• [Data listing]
%%
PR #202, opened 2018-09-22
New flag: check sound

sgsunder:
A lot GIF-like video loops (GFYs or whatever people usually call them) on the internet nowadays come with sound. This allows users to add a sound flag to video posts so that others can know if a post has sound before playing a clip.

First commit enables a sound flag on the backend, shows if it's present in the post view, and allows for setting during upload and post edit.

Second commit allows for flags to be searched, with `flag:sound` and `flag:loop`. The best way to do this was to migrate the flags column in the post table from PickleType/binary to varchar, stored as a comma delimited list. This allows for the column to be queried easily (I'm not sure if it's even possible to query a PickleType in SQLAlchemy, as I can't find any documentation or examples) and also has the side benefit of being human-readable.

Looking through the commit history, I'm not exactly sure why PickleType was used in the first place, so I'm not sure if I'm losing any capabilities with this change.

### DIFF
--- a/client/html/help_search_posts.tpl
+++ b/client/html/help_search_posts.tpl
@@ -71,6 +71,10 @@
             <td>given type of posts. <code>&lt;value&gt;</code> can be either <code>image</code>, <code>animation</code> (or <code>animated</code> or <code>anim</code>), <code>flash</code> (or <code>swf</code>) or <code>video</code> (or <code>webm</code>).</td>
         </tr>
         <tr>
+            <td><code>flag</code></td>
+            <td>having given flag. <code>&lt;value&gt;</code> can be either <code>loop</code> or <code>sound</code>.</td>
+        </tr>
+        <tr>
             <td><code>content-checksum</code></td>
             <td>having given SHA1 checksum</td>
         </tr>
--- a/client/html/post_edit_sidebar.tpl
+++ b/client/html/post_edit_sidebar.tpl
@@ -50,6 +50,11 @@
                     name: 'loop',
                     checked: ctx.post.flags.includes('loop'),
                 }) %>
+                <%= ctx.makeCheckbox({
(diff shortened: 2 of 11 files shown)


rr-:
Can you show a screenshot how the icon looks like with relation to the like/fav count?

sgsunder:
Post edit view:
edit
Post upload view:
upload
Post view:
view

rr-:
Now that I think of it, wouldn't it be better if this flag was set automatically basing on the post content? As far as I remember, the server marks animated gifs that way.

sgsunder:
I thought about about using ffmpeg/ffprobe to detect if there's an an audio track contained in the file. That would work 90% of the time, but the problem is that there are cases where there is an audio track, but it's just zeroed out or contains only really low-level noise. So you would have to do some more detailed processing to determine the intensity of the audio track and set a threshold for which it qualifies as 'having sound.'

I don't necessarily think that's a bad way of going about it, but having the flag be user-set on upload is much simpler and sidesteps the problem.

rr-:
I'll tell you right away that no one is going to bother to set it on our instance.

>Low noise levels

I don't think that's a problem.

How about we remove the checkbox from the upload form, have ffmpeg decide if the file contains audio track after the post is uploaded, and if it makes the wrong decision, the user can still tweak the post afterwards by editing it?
%%
• [Problem description] Scan the material above for lines holding "checksum" and copy each of them.

• [Output for this exercise]
             <td><code>content-checksum</code></td>
             <td>having given SHA1 checksum</td>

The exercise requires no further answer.